TASK TO COMPLETE: Write the entries again exactly, with no line missing.
────
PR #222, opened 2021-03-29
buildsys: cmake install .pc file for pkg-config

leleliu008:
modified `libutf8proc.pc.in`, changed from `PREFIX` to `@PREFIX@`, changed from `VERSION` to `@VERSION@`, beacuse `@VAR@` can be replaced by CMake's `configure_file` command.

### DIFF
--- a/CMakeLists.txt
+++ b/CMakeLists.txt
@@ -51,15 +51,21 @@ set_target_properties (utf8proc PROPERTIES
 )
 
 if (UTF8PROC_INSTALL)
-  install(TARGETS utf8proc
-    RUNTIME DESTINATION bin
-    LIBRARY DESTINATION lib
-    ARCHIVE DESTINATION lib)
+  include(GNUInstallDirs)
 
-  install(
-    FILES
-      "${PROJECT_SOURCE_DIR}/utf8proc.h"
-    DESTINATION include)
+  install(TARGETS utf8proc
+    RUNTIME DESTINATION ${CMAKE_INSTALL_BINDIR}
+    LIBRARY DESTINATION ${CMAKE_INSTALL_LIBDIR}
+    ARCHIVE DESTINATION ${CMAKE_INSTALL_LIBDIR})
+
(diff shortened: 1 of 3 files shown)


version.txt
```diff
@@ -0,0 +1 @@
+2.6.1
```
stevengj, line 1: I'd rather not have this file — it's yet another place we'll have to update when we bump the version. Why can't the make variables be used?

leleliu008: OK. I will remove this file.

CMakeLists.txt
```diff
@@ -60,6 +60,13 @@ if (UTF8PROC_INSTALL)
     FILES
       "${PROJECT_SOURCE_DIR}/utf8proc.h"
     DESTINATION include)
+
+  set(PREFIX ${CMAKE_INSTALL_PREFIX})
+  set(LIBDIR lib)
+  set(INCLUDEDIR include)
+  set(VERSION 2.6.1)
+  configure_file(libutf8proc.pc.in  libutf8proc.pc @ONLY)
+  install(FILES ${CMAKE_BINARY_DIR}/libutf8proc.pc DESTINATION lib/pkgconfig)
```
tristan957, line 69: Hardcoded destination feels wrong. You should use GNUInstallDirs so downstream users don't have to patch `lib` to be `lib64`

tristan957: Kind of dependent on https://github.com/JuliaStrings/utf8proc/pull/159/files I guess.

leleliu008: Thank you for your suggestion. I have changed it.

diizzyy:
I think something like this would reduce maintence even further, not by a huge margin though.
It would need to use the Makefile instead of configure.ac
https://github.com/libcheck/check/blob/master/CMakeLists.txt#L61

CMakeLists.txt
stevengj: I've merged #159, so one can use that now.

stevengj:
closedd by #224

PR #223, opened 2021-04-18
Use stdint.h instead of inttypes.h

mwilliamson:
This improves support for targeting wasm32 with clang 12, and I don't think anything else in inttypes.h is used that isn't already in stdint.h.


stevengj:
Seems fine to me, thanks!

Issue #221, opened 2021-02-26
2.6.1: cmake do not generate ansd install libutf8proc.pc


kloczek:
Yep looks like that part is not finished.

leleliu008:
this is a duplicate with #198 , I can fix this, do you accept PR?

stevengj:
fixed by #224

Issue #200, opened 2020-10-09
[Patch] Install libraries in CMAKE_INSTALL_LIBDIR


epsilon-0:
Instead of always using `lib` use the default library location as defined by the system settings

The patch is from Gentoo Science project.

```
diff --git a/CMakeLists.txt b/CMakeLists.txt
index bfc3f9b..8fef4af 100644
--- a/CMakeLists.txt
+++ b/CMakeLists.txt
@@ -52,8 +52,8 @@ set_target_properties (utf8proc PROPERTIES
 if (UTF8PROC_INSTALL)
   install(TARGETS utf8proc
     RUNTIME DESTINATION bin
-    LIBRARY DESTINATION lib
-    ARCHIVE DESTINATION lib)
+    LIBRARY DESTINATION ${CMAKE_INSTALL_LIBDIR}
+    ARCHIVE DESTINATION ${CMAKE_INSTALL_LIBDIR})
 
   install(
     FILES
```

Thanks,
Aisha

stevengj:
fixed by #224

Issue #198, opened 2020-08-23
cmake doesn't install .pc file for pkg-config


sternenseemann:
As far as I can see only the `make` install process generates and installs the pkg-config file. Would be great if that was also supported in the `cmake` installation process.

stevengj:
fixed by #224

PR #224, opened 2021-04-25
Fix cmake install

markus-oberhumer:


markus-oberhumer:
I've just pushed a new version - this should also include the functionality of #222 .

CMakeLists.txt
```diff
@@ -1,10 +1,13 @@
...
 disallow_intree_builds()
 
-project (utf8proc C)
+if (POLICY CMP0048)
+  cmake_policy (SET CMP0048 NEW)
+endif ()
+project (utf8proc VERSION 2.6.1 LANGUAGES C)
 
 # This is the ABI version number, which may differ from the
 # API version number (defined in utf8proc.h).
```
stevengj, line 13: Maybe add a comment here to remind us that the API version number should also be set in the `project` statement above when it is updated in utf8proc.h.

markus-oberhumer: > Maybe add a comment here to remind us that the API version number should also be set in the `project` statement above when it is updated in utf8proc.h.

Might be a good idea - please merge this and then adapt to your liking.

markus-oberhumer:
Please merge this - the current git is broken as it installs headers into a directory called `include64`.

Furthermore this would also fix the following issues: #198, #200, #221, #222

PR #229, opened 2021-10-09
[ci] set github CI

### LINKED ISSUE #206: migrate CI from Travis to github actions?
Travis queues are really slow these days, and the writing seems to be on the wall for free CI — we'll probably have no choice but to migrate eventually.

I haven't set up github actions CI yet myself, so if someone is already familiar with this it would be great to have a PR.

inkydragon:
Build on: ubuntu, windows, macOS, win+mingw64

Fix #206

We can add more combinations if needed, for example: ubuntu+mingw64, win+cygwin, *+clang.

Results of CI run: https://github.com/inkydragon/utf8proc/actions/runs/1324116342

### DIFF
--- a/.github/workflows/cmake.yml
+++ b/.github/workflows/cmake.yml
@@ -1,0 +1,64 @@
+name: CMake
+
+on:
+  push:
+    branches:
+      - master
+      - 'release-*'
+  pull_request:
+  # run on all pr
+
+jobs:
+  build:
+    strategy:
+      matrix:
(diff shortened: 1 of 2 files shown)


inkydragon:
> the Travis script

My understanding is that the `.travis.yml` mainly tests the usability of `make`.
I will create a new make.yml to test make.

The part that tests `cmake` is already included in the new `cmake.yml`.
────
WRITTEN RESPONSE:
PR #222, opened 2021-03-29
buildsys: cmake install .pc file for pkg-config

leleliu008:
modified `libutf8proc.pc.in`, changed from `PREFIX` to `@PREFIX@`, changed from `VERSION` to `@VERSION@`, beacuse `@VAR@` can be replaced by CMake's `configure_file` command.

### DIFF
--- a/CMakeLists.txt
+++ b/CMakeLists.txt
@@ -51,15 +51,21 @@ set_target_properties (utf8proc PROPERTIES
 )
 
 if (UTF8PROC_INSTALL)
-  install(TARGETS utf8proc
-    RUNTIME DESTINATION bin
-    LIBRARY DESTINATION lib
-    ARCHIVE DESTINATION lib)
+  include(GNUInstallDirs)
 
-  install(
-    FILES
-      "${PROJECT_SOURCE_DIR}/utf8proc.h"
-    DESTINATION include)
+  install(TARGETS utf8proc
+    RUNTIME DESTINATION ${CMAKE_INSTALL_BINDIR}
+    LIBRARY DESTINATION ${CMAKE_INSTALL_LIBDIR}
+    ARCHIVE DESTINATION ${CMAKE_INSTALL_LIBDIR})
+
(diff shortened: 1 of 3 files shown)


version.txt
```diff
@@ -0,0 +1 @@
+2.6.1
```
stevengj, line 1: I'd rather not have this file — it's yet another place we'll have to update when we bump the version. Why can't the make variables be used?

leleliu008: OK. I will remove this file.

CMakeLists.txt
```diff
@@ -60,6 +60,13 @@ if (UTF8PROC_INSTALL)
     FILES
       "${PROJECT_SOURCE_DIR}/utf8proc.h"
     DESTINATION include)
+
+  set(PREFIX ${CMAKE_INSTALL_PREFIX})
+  set(LIBDIR lib)
+  set(INCLUDEDIR include)
+  set(VERSION 2.6.1)
+  configure_file(libutf8proc.pc.in  libutf8proc.pc @ONLY)
+  install(FILES ${CMAKE_BINARY_DIR}/libutf8proc.pc DESTINATION lib/pkgconfig)
```
tristan957, line 69: Hardcoded destination feels wrong. You should use GNUInstallDirs so downstream users don't have to patch `lib` to be `lib64`

tristan957: Kind of dependent on https://github.com/JuliaStrings/utf8proc/pull/159/files I guess.

leleliu008: Thank you for your suggestion. I have changed it.

diizzyy:
I think something like this would reduce maintence even further, not by a huge margin though.
It would need to use the Makefile instead of configure.ac
https://github.com/libcheck/check/blob/master/CMakeLists.txt#L61

CMakeLists.txt
stevengj: I've merged #159, so one can use that now.

stevengj:
closedd by #224

PR #223, opened 2021-04-18
Use stdint.h instead of inttypes.h

mwilliamson:
This improves support for targeting wasm32 with clang 12, and I don't think anything else in inttypes.h is used that isn't already in stdint.h.


stevengj:
Seems fine to me, thanks!

Issue #221, opened 2021-02-26
2.6.1: cmake do not generate ansd install libutf8proc.pc


kloczek:
Yep looks like that part is not finished.

leleliu008:
this is a duplicate with #198 , I can fix this, do you accept PR?

stevengj:
fixed by #224

Issue #200, opened 2020-10-09
[Patch] Install libraries in CMAKE_INSTALL_LIBDIR


epsilon-0:
Instead of always using `lib` use the default library location as defined by the system settings

The patch is from Gentoo Science project.

```
diff --git a/CMakeLists.txt b/CMakeLists.txt
index bfc3f9b..8fef4af 100644
--- a/CMakeLists.txt
+++ b/CMakeLists.txt
@@ -52,8 +52,8 @@ set_target_properties (utf8proc PROPERTIES
 if (UTF8PROC_INSTALL)
   install(TARGETS utf8proc
     RUNTIME DESTINATION bin
-    LIBRARY DESTINATION lib
-    ARCHIVE DESTINATION lib)
+    LIBRARY DESTINATION ${CMAKE_INSTALL_LIBDIR}
+    ARCHIVE DESTINATION ${CMAKE_INSTALL_LIBDIR})
 
   install(
     FILES
```

Thanks,
Aisha

stevengj:
fixed by #224

Issue #198, opened 2020-08-23
cmake doesn't install .pc file for pkg-config


sternenseemann:
As far as I can see only the `make` install process generates and installs the pkg-config file. Would be great if that was also supported in the `cmake` installation process.

stevengj:
fixed by #224

PR #224, opened 2021-04-25
Fix cmake install

markus-oberhumer:


markus-oberhumer:
I've just pushed a new version - this should also include the functionality of #222 .

CMakeLists.txt
```diff
@@ -1,10 +1,13 @@
...
 disallow_intree_builds()
 
-project (utf8proc C)
+if (POLICY CMP0048)
+  cmake_policy (SET CMP0048 NEW)
+endif ()
+project (utf8proc VERSION 2.6.1 LANGUAGES C)
 
 # This is the ABI version number, which may differ from the
 # API version number (defined in utf8proc.h).
```
stevengj, line 13: Maybe add a comment here to remind us that the API version number should also be set in the `project` statement above when it is updated in utf8proc.h.

markus-oberhumer: > Maybe add a comment here to remind us that the API version number should also be set in the `project` statement above when it is updated in utf8proc.h.

Might be a good idea - please merge this and then adapt to your liking.

markus-oberhumer:
Please merge this - the current git is broken as it installs headers into a directory called `include64`.

Furthermore this would also fix the following issues: #198, #200, #221, #222

PR #229, opened 2021-10-09
[ci] set github CI

### LINKED ISSUE #206: migrate CI from Travis to github actions?
Travis queues are really slow these days, and the writing seems to be on the wall for free CI — we'll probably have no choice but to migrate eventually.

I haven't set up github actions CI yet myself, so if someone is already familiar with this it would be great to have a PR.

inkydragon:
Build on: ubuntu, windows, macOS, win+mingw64

Fix #206

We can add more combinations if needed, for example: ubuntu+mingw64, win+cygwin, *+clang.

Results of CI run: https://github.com/inkydragon/utf8proc/actions/runs/1324116342

### DIFF
--- a/.github/workflows/cmake.yml
+++ b/.github/workflows/cmake.yml
@@ -1,0 +1,64 @@
+name: CMake
+
+on:
+  push:
+    branches:
+      - master
+      - 'release-*'
+  pull_request:
+  # run on all pr
+
+jobs:
+  build:
+    strategy:
+      matrix:
(diff shortened: 1 of 2 files shown)


inkydragon:
> the Travis script

My understanding is that the `.travis.yml` mainly tests the usability of `make`.
I will create a new make.yml to test make.

The part that tests `cmake` is already included in the new `cmake.yml`.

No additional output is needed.